= Work required =
List all lines of the data that include the string "height".

= Material for this task =
☆ ☆ ☆
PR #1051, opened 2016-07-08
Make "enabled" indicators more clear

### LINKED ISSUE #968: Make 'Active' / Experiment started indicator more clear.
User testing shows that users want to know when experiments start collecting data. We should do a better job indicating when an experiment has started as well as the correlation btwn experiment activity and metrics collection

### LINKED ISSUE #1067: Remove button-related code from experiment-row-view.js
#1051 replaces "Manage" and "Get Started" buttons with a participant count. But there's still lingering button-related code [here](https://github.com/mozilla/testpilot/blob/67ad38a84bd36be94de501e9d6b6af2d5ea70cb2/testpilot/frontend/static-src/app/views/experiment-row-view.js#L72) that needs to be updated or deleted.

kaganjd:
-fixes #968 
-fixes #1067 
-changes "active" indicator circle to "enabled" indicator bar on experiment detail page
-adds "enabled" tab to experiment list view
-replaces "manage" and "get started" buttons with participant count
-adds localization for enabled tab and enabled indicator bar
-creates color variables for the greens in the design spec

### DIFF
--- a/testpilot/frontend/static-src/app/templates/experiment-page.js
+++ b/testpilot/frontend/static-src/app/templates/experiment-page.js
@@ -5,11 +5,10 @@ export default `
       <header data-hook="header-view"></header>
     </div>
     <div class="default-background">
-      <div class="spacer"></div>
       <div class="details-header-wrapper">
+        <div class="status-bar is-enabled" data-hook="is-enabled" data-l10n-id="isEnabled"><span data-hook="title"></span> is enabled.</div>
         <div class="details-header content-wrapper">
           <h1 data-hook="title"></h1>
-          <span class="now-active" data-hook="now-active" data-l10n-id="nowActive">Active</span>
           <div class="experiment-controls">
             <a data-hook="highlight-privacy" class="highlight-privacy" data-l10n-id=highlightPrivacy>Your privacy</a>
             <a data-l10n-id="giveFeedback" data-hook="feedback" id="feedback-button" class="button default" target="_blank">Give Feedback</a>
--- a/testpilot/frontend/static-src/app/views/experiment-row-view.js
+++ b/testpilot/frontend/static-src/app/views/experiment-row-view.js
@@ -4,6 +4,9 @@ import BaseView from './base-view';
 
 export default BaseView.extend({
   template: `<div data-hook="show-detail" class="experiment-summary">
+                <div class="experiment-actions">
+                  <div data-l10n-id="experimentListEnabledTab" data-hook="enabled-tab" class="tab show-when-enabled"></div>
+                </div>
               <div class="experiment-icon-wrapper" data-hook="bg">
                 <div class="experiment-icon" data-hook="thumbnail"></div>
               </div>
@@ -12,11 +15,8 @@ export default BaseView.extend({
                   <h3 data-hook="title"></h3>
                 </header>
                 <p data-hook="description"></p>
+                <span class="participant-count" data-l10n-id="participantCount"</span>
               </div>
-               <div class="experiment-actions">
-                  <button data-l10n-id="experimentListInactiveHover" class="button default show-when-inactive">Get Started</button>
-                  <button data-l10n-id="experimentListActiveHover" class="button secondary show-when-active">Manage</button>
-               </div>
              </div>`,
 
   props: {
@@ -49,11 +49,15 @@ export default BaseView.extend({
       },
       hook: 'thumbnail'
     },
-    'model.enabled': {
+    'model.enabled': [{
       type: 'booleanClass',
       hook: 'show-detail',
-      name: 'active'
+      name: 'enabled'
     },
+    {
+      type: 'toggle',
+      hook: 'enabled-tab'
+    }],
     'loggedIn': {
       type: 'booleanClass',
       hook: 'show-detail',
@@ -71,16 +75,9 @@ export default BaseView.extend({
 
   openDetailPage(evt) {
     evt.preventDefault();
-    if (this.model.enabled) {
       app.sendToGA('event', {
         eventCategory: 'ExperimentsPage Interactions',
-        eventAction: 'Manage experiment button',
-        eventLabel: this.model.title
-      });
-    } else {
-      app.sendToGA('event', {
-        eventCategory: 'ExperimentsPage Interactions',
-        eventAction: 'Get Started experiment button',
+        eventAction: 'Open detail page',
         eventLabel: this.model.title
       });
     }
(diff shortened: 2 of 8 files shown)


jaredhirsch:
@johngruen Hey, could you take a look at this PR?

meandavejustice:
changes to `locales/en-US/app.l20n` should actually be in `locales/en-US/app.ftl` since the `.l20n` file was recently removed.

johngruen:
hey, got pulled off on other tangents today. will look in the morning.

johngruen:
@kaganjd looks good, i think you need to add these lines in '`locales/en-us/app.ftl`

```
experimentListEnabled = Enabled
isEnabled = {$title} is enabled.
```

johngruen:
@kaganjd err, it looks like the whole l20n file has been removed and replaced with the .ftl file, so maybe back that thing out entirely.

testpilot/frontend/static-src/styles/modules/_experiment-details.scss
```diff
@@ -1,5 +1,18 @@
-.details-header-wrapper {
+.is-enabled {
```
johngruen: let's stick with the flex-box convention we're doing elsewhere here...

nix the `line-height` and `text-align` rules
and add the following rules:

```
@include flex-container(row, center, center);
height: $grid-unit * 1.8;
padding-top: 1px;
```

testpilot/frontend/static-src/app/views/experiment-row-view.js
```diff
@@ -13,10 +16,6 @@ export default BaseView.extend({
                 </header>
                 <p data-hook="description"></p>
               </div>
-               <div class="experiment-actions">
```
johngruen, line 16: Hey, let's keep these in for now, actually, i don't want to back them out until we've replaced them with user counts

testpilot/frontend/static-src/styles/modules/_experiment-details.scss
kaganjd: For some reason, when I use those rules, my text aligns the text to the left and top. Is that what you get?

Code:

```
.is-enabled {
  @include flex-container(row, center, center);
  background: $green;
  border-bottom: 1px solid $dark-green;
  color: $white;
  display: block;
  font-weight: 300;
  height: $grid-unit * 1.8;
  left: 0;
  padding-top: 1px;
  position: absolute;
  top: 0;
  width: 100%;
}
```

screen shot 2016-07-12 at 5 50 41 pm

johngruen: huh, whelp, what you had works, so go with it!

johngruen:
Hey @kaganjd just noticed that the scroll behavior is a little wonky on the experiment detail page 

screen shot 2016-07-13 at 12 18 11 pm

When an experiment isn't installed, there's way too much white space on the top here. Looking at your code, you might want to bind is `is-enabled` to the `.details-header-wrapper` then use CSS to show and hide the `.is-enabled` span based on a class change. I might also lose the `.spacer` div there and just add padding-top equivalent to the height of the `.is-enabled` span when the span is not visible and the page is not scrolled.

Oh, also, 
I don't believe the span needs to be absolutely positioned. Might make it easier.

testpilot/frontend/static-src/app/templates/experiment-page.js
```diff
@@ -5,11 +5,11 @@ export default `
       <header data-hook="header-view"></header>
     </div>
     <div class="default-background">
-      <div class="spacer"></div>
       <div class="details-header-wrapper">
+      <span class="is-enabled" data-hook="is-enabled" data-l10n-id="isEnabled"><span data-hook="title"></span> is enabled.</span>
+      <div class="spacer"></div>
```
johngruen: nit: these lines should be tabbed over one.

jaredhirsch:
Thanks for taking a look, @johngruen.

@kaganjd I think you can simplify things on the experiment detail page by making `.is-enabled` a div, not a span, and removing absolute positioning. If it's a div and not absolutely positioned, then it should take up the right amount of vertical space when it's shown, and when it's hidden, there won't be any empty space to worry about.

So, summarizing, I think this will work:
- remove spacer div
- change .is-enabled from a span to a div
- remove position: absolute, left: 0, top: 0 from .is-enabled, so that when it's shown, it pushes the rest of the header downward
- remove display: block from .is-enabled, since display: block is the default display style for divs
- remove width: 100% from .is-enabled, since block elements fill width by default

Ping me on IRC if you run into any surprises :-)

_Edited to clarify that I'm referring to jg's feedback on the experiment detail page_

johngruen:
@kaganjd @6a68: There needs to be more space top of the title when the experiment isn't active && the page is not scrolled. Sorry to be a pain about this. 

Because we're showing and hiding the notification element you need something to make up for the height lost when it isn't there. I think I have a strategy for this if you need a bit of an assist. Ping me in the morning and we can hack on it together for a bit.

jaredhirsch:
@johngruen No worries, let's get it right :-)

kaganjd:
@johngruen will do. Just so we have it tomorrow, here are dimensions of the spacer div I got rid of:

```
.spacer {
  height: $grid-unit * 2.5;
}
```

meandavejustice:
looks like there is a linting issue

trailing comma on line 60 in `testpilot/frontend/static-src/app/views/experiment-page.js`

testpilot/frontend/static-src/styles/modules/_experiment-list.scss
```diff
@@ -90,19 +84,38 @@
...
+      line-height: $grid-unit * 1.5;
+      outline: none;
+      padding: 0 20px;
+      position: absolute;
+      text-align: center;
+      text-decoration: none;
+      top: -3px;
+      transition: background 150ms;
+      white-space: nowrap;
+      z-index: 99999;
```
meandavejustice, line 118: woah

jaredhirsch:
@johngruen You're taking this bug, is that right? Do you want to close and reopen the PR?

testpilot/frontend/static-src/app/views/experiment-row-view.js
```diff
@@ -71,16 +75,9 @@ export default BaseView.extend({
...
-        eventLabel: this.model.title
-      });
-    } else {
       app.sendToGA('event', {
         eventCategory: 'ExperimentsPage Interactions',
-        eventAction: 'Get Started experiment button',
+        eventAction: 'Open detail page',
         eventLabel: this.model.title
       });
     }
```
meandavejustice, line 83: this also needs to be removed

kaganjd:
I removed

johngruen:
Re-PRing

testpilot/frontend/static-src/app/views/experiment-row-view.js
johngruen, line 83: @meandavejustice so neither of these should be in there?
☆ ☆ ☆
= Solution for this task =
nix the `line-height` and `text-align` rules
height: $grid-unit * 1.8;
  height: $grid-unit * 1.8;
When an experiment isn't installed, there's way too much white space on the top here. Looking at your code, you might want to bind is `is-enabled` to the `.details-header-wrapper` then use CSS to show and hide the `.is-enabled` span based on a class change. I might also lose the `.spacer` div there and just add padding-top equivalent to the height of the `.is-enabled` span when the span is not visible and the page is not scrolled.
Because we're showing and hiding the notification element you need something to make up for the height lost when it isn't there. I think I have a strategy for this if you need a bit of an assist. Ping me in the morning and we can hack on it together for a bit.
  height: $grid-unit * 2.5;
+      line-height: $grid-unit * 1.5;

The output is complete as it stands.